Enter the following command:
❯ kubectl create -f cloned-cirrus-dv-vms.yml
The following is an example output:
virtualmachine.kubevirt.io/cloned-cirrus-dv-vm1 created
virtualmachine.kubevirt.io/cloned-cirrus-dv-vm2 created
virtualmachine.kubevirt.io/cloned-cirrus-dv-vm3 created
Step 3: Verify the launched VMs.
Enter the following command:
kubectl get pods -n cdi-example
The following is an example output. You can verify that all five VMs have been created.

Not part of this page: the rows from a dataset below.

PR #84, opened 2023-07-08
MxEntity

ItzSwirlz:
just trying to figure out what's happening in the destructor primarily. I did consider the existence of a Destroy() function which got me roughly about to the same matching as where i'm at.

### DIFF
--- a/LEGO1/mxentity.cpp
+++ b/LEGO1/mxentity.cpp
@@ -3,13 +3,10 @@
 // OFFSET: LEGO1 0x1001d190
 MxEntity::MxEntity()
 {
-  // FIXME: This won't match because of m_atom. How would it access m_internal?
-  this->m_atom = NULL;
   this->m_mxEntityId = -1;
 }
 
 // OFFSET: LEGO1 0x1000c110
 MxEntity::~MxEntity()
 {
-  *this->m_atom;
 }
--- a/LEGO1/mxentity.cpp
+++ b/LEGO1/mxentity.cpp
@@ -1,19 +1,15 @@
 #include "mxentity.h"
 
-// OFFSET: LEGO1 0x1001d190 STUB
+// OFFSET: LEGO1 0x1001d190
 MxEntity::MxEntity()
 {
-  // TODO
+  // FIXME: This won't match because of m_atom. How would it access m_internal?
+  this->m_atom = NULL;
+  this->m_mxEntityId = -1;
 }
 
-// OFFSET: LEGO1 0x1000c110 STUB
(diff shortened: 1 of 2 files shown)


LEGO1/mxentity.cpp
```diff
@@ -1,19 +1,15 @@
 #include "mxentity.h"
 
-// OFFSET: LEGO1 0x1001d190 STUB
+// OFFSET: LEGO1 0x1001d190
 MxEntity::MxEntity()
 {
-  // TODO
+  // FIXME: This won't match because of m_atom. How would it access m_internal?
+  this->m_atom = NULL;
```
itsmattkc, line 7: I'm fairly certain MxAtomId is a member of MxEntity (i.e. not a pointer) and `m_internal` being set to NULL is an inlined constructor.

LEGO1/mxentity.cpp
```diff
@@ -1,19 +1,15 @@
...
 {
-  // TODO
-}
-
-// OFFSET: LEGO1 0x10001070 STUB
-void MxEntity::Destroy()
-{
-  // TODO
-}
+  *this->m_atom;
```
itsmattkc, line 14: This destructor is almost certainly empty, the `Unwind`s are the compiler calling the destructors of the member MxAtomId and the base MxCore.

LEGO1/mxentity.cpp
ItzSwirlz: so what could this be then? And how could MxAtomId (a class) be a member? 🤔 haven't done class inheritance in a while

LEGO1/mxentity.cpp
ItzSwirlz: Today and tomorrow I'm busy, so hopefully late tomorrow or Thursday I can figure this out, I'm missing something here. 
image

LEGO1/mxentity.cpp
itsmattkc: An object (class) can be a member of another class in C++. Currently you have the pointer to an MxAtomId object (`MxAtomId *`), but the object itself can be embedded by dropping the `*`. The compiler will then call its constructor and destructor automatically without having to write code for it. Then as I said, the setting `m_internal` to `NULL` is probably MxAtomId's inlined constructor.

LEGO1/mxentity.cpp
itsmattkc: If you have the MxAtomId as a member, as mentioned above, this will work itself out automatically (the compiler will automatically call its destructor).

NAME READY STATUS RESTARTS AGE
virt-launcher-cirrus-dv-vm-l95w2 1/1 Running 0 6m58s
virt-launcher-cloned-cirrus-dv-vm1-n4phn 1/1 Running 0 76s
virt-launcher-cloned-cirrus-dv-vm2-9lvwm 1/1 Running 0 76s
virt-launcher-cloned-cirrus-dv-vm3-qncxx 1/1 Running 0 76s
virt-launcher-fedora-pvc-vm-4l6fh 1/1 Running 0 9m22s
Step 4: Test the launched VMs.
Ensure that you can connect to the launched VMs and that they function as expected. Enter the following command to check Fedora VM:
Note: You will need either
virtctlor thevirtplugin for kubectl.
❯ kubectl virt console -n cdi-example fedora-pvc-vm
Successfully connected to fedora-pvc-vm console. The escape sequence is ^]
fedora-pvc-vm login:
Similarly, connect to the remaining VMs and ensure that they are functioning as expected.